Riziculture dans la Suisse septentrionale – fiction ou réalité future?

Zurich-Reckenholz, 22.10.2018 - Les surfaces temporairement inondées sont considérées comme des terres cultivables de moindre valeur. Elles ont été «revalorisées» au moyen de terre de remblai et de systèmes de drainage. Or, bon nombre de ceux-ci ont aujourd’hui besoin d'être remis en état. De nouvelles solutions sont donc cherchées. Selon les spécialistes d'Agroscope, la culture du riz dans le nord de la Suisse pourrait être une option respectueuse de l'environnement avec un potentiel de valeur ajoutée.

Avant de renouveler les systèmes d'irrigation et de drainage et de prendre des mesures d'amélioration des sols, il convient d'envisager d'autres solutions. La valeur des terres temporairement inondées devrait augmenter de manière notable, si la production de riz s’y développe au cours des années à venir. En outre, la culture du riz sur des surfaces temporairement inondées entraînerait la création de nouvelles zones humides. Les espèces animales et végétales présentes dans ces zones sont aujourd'hui particulièrement menacées en raison du manque d'habitats. La riziculture pourrait donc, d'une part, promouvoir ces espèces et, d'autre part, mettre sur le marché de nouveaux produits suisses compétitifs.

Demande et potentiel de valeur ajoutée disponibles

Des spécialistes d'Agroscope ont effectué des essais pilotes sur des terres assolées humides : dans la zone alluviale de la Witi, près de Granges, du riz a été cultivé en 2017 sur des parcelles temporairement inondées selon différentes méthodes de riziculture. Après le travail du sol, les parcelles ont été inondées avec de l'eau de drainage afin que le riz (variété Loto) puisse être planté début mai. Les plantons se sont bien développés et les grains mûrs ont été récoltés à la fin du mois d'août.

Les nombreuses années d'expérience en riziculture sèche au Tessin montrent que la demande en riz pour risotto cultivé en Suisse est importante. Le potentiel actuel de rendement au Tessin est de 4 à 7 tonnes/ha. Des quantités semblables ont été récoltées dans l'essai pilote d'Agroscope de cette année avec du riz cultivé sur des surfaces temporairement inondées, sur lesquelles par ailleurs aucun pesticide n'a été utilisé. Avec une valeur de vente directe de cinq à six francs par kg pour la variété de riz utilisée, le potentiel de valeur ajoutée est donc considérable.

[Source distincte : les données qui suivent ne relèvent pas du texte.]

PR #5086, opened 2021-10-07
EVG-15045 add SaveProjectSettingsForSection resolver

ablack12:
[EVG-15045](https://jira.mongodb.org/browse/EVG-15045 )

### Description 
Add inputs necessary for ProjectSettings and add SaveProjectSettingsForSection. Changed backend function to return the current state of the project settings (in case only some of the saves were successful or something). Also modified the ProjectSettings resolver to use an isRepo boolean for consistency. 

### Testing 
Added unit tests -- didn't test every section since the backend tests are pretty robust but if there are edge cases we can think of I can add them.

### DIFF
--- a/graphql/schema.graphql
+++ b/graphql/schema.graphql
@@ -363,7 +363,7 @@ input ProjectSettingsInput {
 }
 
 input ProjectInput {
-  id: String
+  id: String!
   identifier: String
   displayName: String
   enabled: Boolean
--- a/graphql/generated.go
+++ b/graphql/generated.go
@@ -6719,7 +6719,7 @@ input ProjectSettingsInput {
 }
 
 input ProjectInput {
-  id: String
+  id: String!
   identifier: String
   displayName: String
   enabled: Boolean
@@ -33372,7 +33372,7 @@ func (ec *executionContext) unmarshalInputProjectInput(ctx context.Context, obj 
 		switch k {
 		case "id":
 			var err error
-			it.Id, err = ec.unmarshalOString2ᚖstring(ctx, v)
+			it.Id, err = ec.unmarshalNString2ᚖstring(ctx, v)
 			if err != nil {
 				return it, err
 			}


graphql/resolvers.go
```diff
@@ -1026,22 +1026,25 @@ func (r *queryResolver) MyHosts(ctx context.Context) ([]*restModel.APIHost, erro
 	return apiHosts, nil
 }
 
-func (r *queryResolver) ProjectSettings(ctx context.Context, identifier string) (*restModel.APIProjectSettings, error) {
+func (r *queryResolver) ProjectSettings(ctx context.Context, identifier string, isRepo bool) (*restModel.APIProjectSettings, error) {
```
malikchaya2, line 1029: Would the workflow for this on the ui be: 
ProjectSettings = ProjectSettings(ctx, sandbox, false)
RepoSettings = ProjectSettings(ctx, sandbox, true)

instead of  doing it this way? 
ProjectSettings = ProjectSettings(ctx, sandbox)
RepoSettings = RepoSettings(ctx, sandbox)

graphql/resolvers.go
```diff
@@ -2150,6 +2153,16 @@ func (r *taskQueueItemResolver) Requester(ctx context.Context, obj *restModel.AP
 	return TaskQueueItemTypeCommit, nil
 }
 
+func (r *mutationResolver) SaveProjectSettingsForSection(ctx context.Context, obj *restModel.APIProjectSettings, section string, isRepo bool) (*restModel.APIProjectSettings, error) {
```
malikchaya2, line 2156: I'm afraid that the isRepo bool as opposed to a SaveProjectSettingsForSection and SaveRepotSettingsForSection (and same for the ProjectSettings resolver) will require a steeper learning curve for new engineers reading the code. It's not a huge difference but I feel like separating them makes the code a lot easier to follow.

graphql/resolvers.go
ablack12: yep - we can make a RepoSettings one if you want instead but then we have to repeat all of the resolvers I'm assuming

graphql/resolvers.go
ablack12: I'm a little anti duplicating code and they are pretty much identical. We can change it but then follow up work will need to follow the same convention. You'll be working with it the most though so whichever convention you prefer.

graphql/tests/saveProjectSettingsForSection/queries/varsSection.graphql
```diff
@@ -0,0 +1,20 @@
...
+            projectRef: {
+                id: "1234"
+            }
+            vars: {
+                vars: {hello: "world", goodbye: "now"},
+                privateVarsList: ["hello", "goodbye"]
+            }
+        }
+        section: "variables",
+        isRepo: false
```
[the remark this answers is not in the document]
ablack12: Nah I just haven't written isRepo tests yet; it works the same for each, just looks up a different collection. I can add another test (unless you do want the function names to be different in which case I guess that can be handled in a different ticket)

graphql/resolvers.go
sophstad: Hahaha too much pressure! I'm ambivalent but it does feel little more straightforward to work two differently named functions like Chaya suggested. Maybe they can call the same util function with a boolean to avoid duplication? 😄

graphql/schema.graphql
```diff
@@ -363,7 +363,7 @@ input ProjectSettingsInput {
 }
 
 input ProjectInput {
-  id: String!
+  id: String
```
malikchaya2, line 366: Why the change to make this not required?

ablack12: This fails for CreateProject, because it also uses ProjectInput and ID wouldn't be passed in in that case.

ablack12: Should I switch so create project uses like a CreateProjectInput or something?

malikchaya2: Ah that makes sense. duplicating it feels overkill, I wouldn't do that. maybe it's okay for it not to be required. @sophstad any thoughts on this?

Conclusion : la culture du riz peut être rentable aussi dans le nord de la Suisse

Les spécialistes d’Agroscope concluent dans leur étude que la culture du riz en tant que produit de niche sur des surfaces temporairement inondées peut être rentable. Par ailleurs, la nature en profite aussi, car des espèces animales et végétales très menacées qui dépendent de ces habitats peuvent s'y établir. On a observé dans la rizière des rainettes vertes, des crapauds calamites et diverses espèces de libellules.